US 11,809,981 B1
	Performing hardware operator fusion
Animesh Jain, Sunnyvale, CA (US); Tobias Joseph Kastulus Edler von Koch, Austin, TX (US); Yizhi Liu, Fremont, CA (US); Taemin Kim, Portland, OR (US); Jindrich Zejda, Saratoga, CA (US); Yida Wang, Palo Alto, CA (US); Vinod Sharma, Menlo Park, CA (US); Richard John Heaton, San Jose, CA (US); and Randy Renfu Huang, Morgan Hill, CA (US)
Assigned to Amazon Technologies, Inc., Seattle, WA (US)
Filed by Amazon Technologies, Inc., Seattle, WA (US)
Filed on Nov. 27, 2019, as Appl. No. 16/698,753.
Int. Cl. G06N 3/063 (2023.01); G06F 9/30 (2018.01); G06F 9/54 (2006.01)

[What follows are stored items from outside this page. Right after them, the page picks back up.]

PR #1098, opened 2021-06-11
Codesample tabs

jakeatdocforce:
Save a preferred language on pages with multiple code samples.  
Will change all tabs to match that language if available.


mDuo13:
Looks pretty great! Found at least one significant bug though:

If you go to (your locally-built equivalent of [Example CheckCreate Preparation](https://xrpl.org/send-a-check.html#example-checkcreate-preparation) there's a tab whose name has some characters that cause a syntax error in the selector syntax:

```
Uncaught Error: Syntax error, unrecognized expression: .multicode[id='code-0']>UL>LI>A[class=jsonrpc,websocket,orcommandline]
    jQuery 7
    setTabsToLang http://xrpl.local/assets/js/multicodetab.js:67
    showSlectedTab http://xrpl.local/assets/js/multicodetab.js:91
    jQuery 2
    showSlectedTab http://xrpl.local/assets/js/multicodetab.js:82
    minitabs http://xrpl.local/assets/js/multicodetab.js:110
    jQuery 9
    minitabs http://xrpl.local/assets/js/multicodetab.js:107
    jQuery 2
    minitabs http://xrpl.local/assets/js/multicodetab.js:101
    <anonymous> http://xrpl.local/send-a-check.html:71
    jQuery 13
jquery-3.6.0.min.js:2:13639
    jQuery 7
    setTabsToLang http://xrpl.local/assets/js/multicodetab.js:67
    showSlectedTab http://xrpl.local/assets/js/multicodetab.js:91
    jQuery 2
    showSlectedTab http://xrpl.local/assets/js/multicodetab.js:82
    minitabs http://xrpl.local/assets/js/multicodetab.js:110
    jQuery 9
    minitabs http://xrpl.local/assets/js/multicodetab.js:107
    jQuery 2
    minitabs http://xrpl.local/assets/js/multicodetab.js:101
    <anonymous> http://xrpl.local/send-a-check.html:71
    jQuery 13
```

Looks like `jsonrpc,websocket,orcommandline` really is the name of the class, so I think you'll need to strip more punctuation out in the code that generates that.

Also, this is not a blocker, but less than ideal behavior I noticed: if you tab to a specific language (say, Python) and then, on a page that doesn't have that language (say, one of the API ref pages that has WS/JSON-RPC/CLI options) and you select a tab there, it forgets that you preferred Python on the first page. That is not _unreasonable_ behavior, but it would be better if it had, like, a brief history of tabs you'd selected so that, failing the first, it could pick the second- or third-most recent tab name you had selected.

jakeatdocforce:
Yep looks like the tab name had commas in. Stripped those out now.  
So currently it only saves the one language name.  Potentially we could save both page and language pref.  Or a list of the most selected language. Then like you say go down the list checking for those.  
Might run into issues if  say python and javascript are on the list and you change to a different language.  Does that resort them all? New selected language at the top? And what if you wanted python on one page and javascript on the other where both pages have both?  
Safest might be to match page url with language?

SirJosh1987 (approved):

mDuo13 (approved):
Revised version looks good. (And the CI failure is just because it's coming from a fork.)

PR #1099, opened 2021-06-16
macOS build: build boost yourself again

intelliot:
I was not able to install boost@1.75 using homebrew:
```
➜  brew install boost@1.75
==> Searching for similarly named formulae...
Error: No similarly named formulae found.
Error: No available formula or cask with the name "boost@1.75".
==> Searching for a previously deleted formula (in the last month)...
Error: No previously deleted formula found.
==> Searching taps on GitHub...
Error: No formulae found in taps.
```

Downloading boost 1.75.0 and building it seems to work.

### DIFF
--- a/content/tutorials/manage-the-rippled-server/installation/build-run-rippled-macos.md
+++ b/content/tutorials/manage-the-rippled-server/installation/build-run-rippled-macos.md
@@ -27,13 +27,11 @@ For development purposes, run `rippled` as a non-admin user, not using `sudo`.
 
 0. Use Homebrew to install dependencies.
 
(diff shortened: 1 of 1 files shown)


mDuo13:
_\*sigh\*_ I guess that nice period of not having to build it was short-lived.

mDuo13 (approved):

mDuo13:
Also, I'm not sure what's wrong with the CI; it's failing to after it does almost everything, and then it fails at a step where it's trying to get the head commit ID from the pull request info. Might be that GitHub updated something that the action we're using isn't ready for. In any case, the link checker passes and the preview looks good.

PR #1103, opened 2021-06-23
Update build-run-rippled-macos.md

solman-gh:


SirJosh1987 (approved):

SirJosh1987 (approved):

mDuo13 (approved):
cloning via SSH is more flexible and powerful but for this use case, I agree HTTPS is fine and it might be simpler to set up.

PR #1113, opened 2021-06-28
Ripple data API alternatives

WietseWind:
Add alternative (as most questions I received so far are about simple things like getting account balance or transaction history, HTTP Post to JSON RPC would do.

Would it make sense to add a quick ready to use snippet __like__ this (not exactly this one)?
https://runkit.com/wietsewind/xrpl-json-rpc

image

### DIFF
--- a/content/references/data-api.md
+++ b/content/references/data-api.md
@@ -10,3 +10,10 @@ nav_omit: true
 **Warning:** The Ripple Data API v2 is deprecated with no ongoing support. Please use the native [XRP Ledger HTTP APIs](rippled-api.html) instead.
 
 For information on the old Data API, see the [rippled-historical-database repository](https://github.com/ripple/rippled-historical-database).
+
+## Alternatives
+
+Most common operations like requesting account information and balances, transaction history, etc. 
+can be sent to self hosted or public XRP Ledger nodes. Data can be retrieved using a [WebSocket connection](get-started-using-http-websocket-apis.html#websocket-api) or [JSON RPC (HTTP POST)](.org/get-started-using-http-websocket-apis.html#json-rpc).
+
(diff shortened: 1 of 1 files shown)


content/references/data-api.md
```diff
@@ -10,3 +10,10 @@ nav_omit: true
 **Warning:** The Ripple Data API v2 is deprecated with no ongoing support. Please use the native [XRP Ledger HTTP APIs](rippled-api.html) instead.
 
 For information on the old Data API, see the [rippled-historical-database repository](https://github.com/ripple/rippled-historical-database).
+
+## Alternatives
+
+Most common operations like requesting account information and balances, transaction history, etc. 
+can be sent to self hosted or public XRP Ledger nodes. Data can be retrieved using a [WebSocket connection](get-started-using-http-websocket-apis.html#websocket-api) or [JSON RPC (HTTP POST)](.org/get-started-using-http-websocket-apis.html#json-rpc).
```
mDuo13:
```suggestion
For most common operations, like requesting account balances or transaction history, you can query a self-hosted or [public XRP Ledger server](public-servers.html) using a [WebSocket connection](get-started-using-http-websocket-apis.html#websocket-api) or [JSON-RPC (HTTP POST)](get-started-using-http-websocket-apis.html#json-rpc).
```

mDuo13 (changes requested):
Thanks, and yes, that's a good point. I've seen this too—people try to use the Data API because they don't realize that JSON-RPC is just a plain HTTP POST.

I like the idea of making a big list of examples demonstrating a simple JSON-RPC call, like the one you linked, for a variety of programming languages, and putting them all in the Getting Started with the HTTP APIs page.

Anyway I fixed a typo in the link and rephrased the text slightly.

SirJosh1987 (commented):
Fixed?

PR #1115, opened 2021-06-29
Include reference to the xrpintel API as alternate data source

movitto:
As a followup to #1113, we're proposing to add reference to the xrpintel API which provides similar functionality to that which the Data API v2 used to including list of accounts and known gateways. This functionality is useful to seed custom datasets and tools based on the XRPL.


SirJosh1987 (approved):

mDuo13 (approved):
Excellent point, and a great resource to highlight here.

PR #1116, opened 2021-06-30
Update capacity-planning.md

mtrippled:


SirJosh1987 (approved):

mDuo13 (approved):
It's a bummer to have to increase the requirements just after we blogged about how we reduced the memory requirements, but it has been a long time since we last increased them and the network _is_ bigger than it used to be...

stininger1:
How do I get this to my account

PR #1121, opened 2021-07-09
Template fixes: faucet, xrp overview

mDuo13:
- Remove broken tabs in XRP test faucets sidebar (#1098 broke them)
- On overview page, dynamically show the most recent amount of XRP remaining in escrow

### DIFF
--- a/template/page-xrp-faucets.html.jinja
+++ b/template/page-xrp-faucets.html.jinja
@@ -3,40 +3,18 @@
 {% block bodyclasses %}page-test-net{% endblock %}
 
 {% block right_sidebar %}
-<div class="card">
-  <div class="card-header">
     <h4>Testnet Servers</h4>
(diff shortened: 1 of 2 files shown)


SirJosh1987 (approved):

intelliot (approved):
I believe we are hoping to deprecate the Data API, so we may want to consider what replaces it for the purpose of tracking Ripple's escrows.

SirJosh1987 (approved):

mDuo13:
> I believe we are hoping to deprecate the Data API, so we may want to consider what replaces it for the purpose of tracking Ripple's escrows.

Yes, well, as long as whatever replaces it has HTTP API access or something along those lines, we can update to that. I guess that'll have to be a factor in the discussion around deprecating the Data API.

PR #1122, opened 2021-07-15
ripple-lib: update to 1.9.7

intelliot:
includes the updates from https://github.com/ripple/ripple-lib/pull/1459


mDuo13 (approved):
Thanks! I've updated the copy of ripple-lib in this repo so the interactive pages that use it are also on the latest version.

CPC G06N 3/063 (2013.01) [G06F 9/30007 (2013.01); G06F 9/545 (2013.01)]

18 Claims

1. A method of generating executable instructions for a hardware accelerator, comprising:

receiving a first kernel of a first operator, the first kernel including:

first read instructions to a first virtual data node to obtain first input data for the first operator,

first operator instructions of applying the first operator to the first input data to generate first output data, and

first write instructions to a second virtual data node to store the first output data;

receiving a second kernel of a second operator, the second kernel including:

second read instructions to the second virtual data node to fetch elements of the first output data to assemble second input data for the second operator;

second operator instructions of applying the second operator to the second input data to generate second output data; and

second write instructions to a third virtual data node to store the second output data;

determining to fuse the first operator with the second operator to generate a fused operator;

based on the first read instructions providing inputs to the fused operator, converting the first read instructions to the first virtual data node into off-chip read instructions to obtain the first input data from an off-chip memory external to the hardware accelerator;

based on the second write instructions storing outputs of the fused operator, converting the second write instructions to the third virtual data node into off-chip write instructions to store the second output data at the off-chip memory;

determining, based on a mapping between the first output data and the second input data, pairs of corresponding first write instructions and second read instructions;

for each pair of corresponding first write instruction and second read instruction, converting the corresponding first write instruction and second read instruction to, respectively, an on-chip write instruction to store the first output data at an on-chip memory internal to the hardware accelerator and an on-chip read instruction to read the second input data from the on-chip memory;

extracting, from the first kernel, the first operator instructions;

extracting, from the second kernel, the second operator instructions; and

generating an instruction file executable by the hardware accelerator including the off-chip read instructions, the first operator instructions, the on-chip write instructions, the on-chip read instructions, the second operator instructions, and the off-chip write instructions.